**Your task**. Could you return each line of the material that has "only" in it?

**Data extracts**.
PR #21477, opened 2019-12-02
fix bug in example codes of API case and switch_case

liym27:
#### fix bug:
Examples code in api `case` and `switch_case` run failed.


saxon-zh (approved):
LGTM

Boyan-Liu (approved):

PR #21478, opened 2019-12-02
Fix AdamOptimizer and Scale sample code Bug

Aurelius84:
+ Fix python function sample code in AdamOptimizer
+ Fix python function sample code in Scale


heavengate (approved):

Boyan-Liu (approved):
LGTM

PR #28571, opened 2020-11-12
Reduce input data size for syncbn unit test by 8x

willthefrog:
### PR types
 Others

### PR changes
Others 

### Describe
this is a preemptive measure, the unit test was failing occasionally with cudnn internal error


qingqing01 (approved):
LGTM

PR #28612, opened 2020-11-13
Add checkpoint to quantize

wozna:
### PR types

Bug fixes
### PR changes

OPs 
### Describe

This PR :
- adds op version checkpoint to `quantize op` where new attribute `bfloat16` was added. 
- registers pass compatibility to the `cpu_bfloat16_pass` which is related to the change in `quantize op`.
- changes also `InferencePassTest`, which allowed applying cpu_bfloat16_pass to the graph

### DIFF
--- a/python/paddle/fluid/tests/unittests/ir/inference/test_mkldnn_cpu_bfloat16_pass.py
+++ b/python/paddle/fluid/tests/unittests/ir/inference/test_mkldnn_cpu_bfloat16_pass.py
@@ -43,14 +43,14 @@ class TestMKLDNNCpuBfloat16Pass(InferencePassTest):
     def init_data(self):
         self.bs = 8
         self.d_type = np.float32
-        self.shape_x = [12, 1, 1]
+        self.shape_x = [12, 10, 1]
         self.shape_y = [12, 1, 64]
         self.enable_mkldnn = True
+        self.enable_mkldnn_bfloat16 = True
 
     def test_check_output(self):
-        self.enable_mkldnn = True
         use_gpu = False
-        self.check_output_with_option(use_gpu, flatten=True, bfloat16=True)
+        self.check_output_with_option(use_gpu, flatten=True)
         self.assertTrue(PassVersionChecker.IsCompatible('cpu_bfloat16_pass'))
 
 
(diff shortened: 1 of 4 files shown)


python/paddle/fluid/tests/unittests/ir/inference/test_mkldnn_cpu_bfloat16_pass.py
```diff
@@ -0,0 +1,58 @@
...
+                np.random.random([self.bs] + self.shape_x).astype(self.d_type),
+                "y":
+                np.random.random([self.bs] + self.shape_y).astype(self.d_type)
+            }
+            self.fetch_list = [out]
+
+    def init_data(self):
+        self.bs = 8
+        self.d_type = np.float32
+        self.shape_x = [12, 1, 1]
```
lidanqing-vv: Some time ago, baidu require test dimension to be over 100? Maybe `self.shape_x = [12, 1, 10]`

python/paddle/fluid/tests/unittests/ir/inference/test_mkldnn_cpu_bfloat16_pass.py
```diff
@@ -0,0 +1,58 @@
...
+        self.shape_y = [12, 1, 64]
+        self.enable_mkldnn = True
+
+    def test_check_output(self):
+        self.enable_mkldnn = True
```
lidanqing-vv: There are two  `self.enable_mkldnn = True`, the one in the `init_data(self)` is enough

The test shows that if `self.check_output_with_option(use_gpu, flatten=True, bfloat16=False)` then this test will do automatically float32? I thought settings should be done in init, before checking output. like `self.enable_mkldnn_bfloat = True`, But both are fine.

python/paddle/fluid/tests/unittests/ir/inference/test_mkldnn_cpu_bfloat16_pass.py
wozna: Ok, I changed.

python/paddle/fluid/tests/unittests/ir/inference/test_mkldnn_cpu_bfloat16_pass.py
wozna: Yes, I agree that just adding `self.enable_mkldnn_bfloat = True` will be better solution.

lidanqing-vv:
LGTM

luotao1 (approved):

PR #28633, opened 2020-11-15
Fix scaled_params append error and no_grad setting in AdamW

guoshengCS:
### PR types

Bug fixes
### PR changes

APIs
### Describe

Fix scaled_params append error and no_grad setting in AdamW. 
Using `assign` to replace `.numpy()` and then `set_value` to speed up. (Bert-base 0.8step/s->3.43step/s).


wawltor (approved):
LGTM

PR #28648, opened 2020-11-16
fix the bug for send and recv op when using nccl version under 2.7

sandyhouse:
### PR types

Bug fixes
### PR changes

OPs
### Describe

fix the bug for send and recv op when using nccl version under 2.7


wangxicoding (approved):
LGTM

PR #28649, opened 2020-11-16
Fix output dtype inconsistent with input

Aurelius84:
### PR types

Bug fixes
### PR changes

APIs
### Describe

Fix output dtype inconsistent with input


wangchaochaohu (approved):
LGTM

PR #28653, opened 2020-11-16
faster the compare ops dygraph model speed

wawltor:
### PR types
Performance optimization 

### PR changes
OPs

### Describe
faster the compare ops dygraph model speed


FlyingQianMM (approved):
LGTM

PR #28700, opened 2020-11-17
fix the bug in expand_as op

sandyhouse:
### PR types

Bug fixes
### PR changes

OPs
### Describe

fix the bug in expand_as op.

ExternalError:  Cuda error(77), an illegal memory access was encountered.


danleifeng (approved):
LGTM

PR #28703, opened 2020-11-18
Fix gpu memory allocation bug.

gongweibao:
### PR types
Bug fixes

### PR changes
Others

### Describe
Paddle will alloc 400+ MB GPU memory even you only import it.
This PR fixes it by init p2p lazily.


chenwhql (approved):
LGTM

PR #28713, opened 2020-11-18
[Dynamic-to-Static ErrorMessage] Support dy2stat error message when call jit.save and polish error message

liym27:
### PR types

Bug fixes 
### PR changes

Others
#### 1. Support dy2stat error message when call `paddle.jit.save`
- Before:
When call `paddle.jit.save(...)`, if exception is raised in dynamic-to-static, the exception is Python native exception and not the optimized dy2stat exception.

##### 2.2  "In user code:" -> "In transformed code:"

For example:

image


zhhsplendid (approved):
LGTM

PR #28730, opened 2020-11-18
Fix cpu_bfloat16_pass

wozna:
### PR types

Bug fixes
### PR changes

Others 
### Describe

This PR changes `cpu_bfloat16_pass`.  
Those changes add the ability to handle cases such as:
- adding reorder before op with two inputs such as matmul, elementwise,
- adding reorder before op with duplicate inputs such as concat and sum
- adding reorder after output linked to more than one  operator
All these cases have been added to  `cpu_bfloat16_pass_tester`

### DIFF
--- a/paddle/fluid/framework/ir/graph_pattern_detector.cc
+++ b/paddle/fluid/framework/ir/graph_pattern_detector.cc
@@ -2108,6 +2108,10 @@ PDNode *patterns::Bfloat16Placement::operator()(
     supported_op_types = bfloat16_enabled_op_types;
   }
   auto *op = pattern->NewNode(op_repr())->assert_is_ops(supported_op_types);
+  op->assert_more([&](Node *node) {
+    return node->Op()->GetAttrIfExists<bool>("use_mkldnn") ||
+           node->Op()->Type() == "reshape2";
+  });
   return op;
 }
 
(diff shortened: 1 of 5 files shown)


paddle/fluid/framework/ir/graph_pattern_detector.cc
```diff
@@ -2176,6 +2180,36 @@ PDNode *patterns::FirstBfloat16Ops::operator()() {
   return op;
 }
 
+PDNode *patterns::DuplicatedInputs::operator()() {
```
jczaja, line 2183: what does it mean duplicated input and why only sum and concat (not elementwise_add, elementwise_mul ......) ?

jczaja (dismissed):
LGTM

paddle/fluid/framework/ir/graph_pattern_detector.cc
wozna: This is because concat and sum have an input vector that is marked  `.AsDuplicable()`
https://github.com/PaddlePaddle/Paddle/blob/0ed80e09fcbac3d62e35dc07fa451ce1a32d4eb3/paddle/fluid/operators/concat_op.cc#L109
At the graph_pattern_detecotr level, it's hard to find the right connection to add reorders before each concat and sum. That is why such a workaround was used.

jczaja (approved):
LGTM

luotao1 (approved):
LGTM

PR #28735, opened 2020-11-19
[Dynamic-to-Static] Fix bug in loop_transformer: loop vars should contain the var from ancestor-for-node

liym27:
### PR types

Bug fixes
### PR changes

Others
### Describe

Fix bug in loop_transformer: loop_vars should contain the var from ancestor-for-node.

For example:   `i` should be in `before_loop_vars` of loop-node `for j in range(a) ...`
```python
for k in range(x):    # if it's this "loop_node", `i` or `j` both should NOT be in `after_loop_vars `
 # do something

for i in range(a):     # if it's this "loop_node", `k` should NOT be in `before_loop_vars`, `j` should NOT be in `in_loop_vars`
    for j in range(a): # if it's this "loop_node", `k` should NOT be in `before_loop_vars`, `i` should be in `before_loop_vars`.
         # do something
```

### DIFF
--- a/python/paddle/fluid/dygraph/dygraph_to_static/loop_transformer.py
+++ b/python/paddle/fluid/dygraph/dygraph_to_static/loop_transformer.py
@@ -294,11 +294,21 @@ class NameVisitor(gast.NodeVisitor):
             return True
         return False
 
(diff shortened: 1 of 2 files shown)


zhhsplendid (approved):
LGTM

...

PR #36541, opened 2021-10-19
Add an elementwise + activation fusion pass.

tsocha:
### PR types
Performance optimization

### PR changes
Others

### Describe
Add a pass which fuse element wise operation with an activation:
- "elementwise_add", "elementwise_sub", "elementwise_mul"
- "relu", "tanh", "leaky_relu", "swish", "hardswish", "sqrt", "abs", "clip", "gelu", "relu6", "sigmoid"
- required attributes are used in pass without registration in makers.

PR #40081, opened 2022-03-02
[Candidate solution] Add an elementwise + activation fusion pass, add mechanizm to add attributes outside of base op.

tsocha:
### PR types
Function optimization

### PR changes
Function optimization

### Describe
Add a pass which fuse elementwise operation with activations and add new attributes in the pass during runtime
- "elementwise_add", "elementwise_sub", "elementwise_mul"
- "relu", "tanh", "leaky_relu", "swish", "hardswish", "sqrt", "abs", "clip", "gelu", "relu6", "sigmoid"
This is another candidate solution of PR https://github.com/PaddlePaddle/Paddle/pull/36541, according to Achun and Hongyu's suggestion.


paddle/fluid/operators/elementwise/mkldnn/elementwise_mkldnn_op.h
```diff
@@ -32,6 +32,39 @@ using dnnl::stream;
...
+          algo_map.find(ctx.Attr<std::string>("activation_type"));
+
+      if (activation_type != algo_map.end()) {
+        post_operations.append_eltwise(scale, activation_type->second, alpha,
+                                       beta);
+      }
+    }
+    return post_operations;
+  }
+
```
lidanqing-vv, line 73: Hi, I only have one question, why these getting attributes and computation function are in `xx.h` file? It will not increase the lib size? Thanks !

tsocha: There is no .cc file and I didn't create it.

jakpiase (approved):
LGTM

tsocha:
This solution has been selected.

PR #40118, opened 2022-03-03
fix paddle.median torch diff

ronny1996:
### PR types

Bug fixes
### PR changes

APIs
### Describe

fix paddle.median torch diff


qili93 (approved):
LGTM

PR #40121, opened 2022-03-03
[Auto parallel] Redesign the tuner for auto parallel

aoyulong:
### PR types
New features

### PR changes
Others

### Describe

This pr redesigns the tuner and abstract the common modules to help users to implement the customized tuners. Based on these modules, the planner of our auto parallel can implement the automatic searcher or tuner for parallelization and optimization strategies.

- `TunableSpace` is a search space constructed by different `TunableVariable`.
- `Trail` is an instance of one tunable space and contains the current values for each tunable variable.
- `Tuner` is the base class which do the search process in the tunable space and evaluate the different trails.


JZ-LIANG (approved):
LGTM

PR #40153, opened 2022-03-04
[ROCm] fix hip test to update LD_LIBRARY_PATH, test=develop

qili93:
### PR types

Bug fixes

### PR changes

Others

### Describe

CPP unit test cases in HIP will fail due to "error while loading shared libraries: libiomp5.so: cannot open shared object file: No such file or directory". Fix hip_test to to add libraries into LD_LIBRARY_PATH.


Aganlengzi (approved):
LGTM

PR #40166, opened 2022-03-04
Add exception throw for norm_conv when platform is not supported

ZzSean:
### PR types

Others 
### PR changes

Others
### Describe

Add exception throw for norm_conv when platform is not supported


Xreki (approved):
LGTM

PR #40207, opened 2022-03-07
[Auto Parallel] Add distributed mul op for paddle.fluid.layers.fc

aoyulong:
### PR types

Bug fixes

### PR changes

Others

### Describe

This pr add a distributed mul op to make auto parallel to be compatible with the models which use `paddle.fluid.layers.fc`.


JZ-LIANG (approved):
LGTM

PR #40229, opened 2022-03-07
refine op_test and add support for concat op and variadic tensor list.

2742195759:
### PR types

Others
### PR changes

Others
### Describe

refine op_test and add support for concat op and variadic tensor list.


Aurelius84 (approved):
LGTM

**Worked solution**.
Paddle will alloc 400+ MB GPU memory even you only import it.
jczaja, line 2183: what does it mean duplicated input and why only sum and concat (not elementwise_add, elementwise_mul ......) ?
lidanqing-vv, line 73: Hi, I only have one question, why these getting attributes and computation function are in `xx.h` file? It will not increase the lib size? Thanks !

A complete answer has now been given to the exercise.